What is required:
Your answer should be every line of the records that contains the word "instruction".

Excerpted records:
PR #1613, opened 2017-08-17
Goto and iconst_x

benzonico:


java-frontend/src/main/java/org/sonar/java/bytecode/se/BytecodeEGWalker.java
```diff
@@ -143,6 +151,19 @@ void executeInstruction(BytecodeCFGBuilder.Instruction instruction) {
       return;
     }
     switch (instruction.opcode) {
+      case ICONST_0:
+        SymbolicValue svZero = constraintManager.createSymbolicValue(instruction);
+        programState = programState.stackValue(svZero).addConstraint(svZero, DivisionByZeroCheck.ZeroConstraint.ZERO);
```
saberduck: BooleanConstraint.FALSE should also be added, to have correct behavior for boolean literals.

* * *

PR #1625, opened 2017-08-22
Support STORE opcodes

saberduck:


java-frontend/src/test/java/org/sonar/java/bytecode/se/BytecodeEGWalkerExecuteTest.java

Your solution:
@@ -143,6 +151,19 @@ void executeInstruction(BytecodeCFGBuilder.Instruction instruction) {
     switch (instruction.opcode) {
+        SymbolicValue svZero = constraintManager.createSymbolicValue(instruction);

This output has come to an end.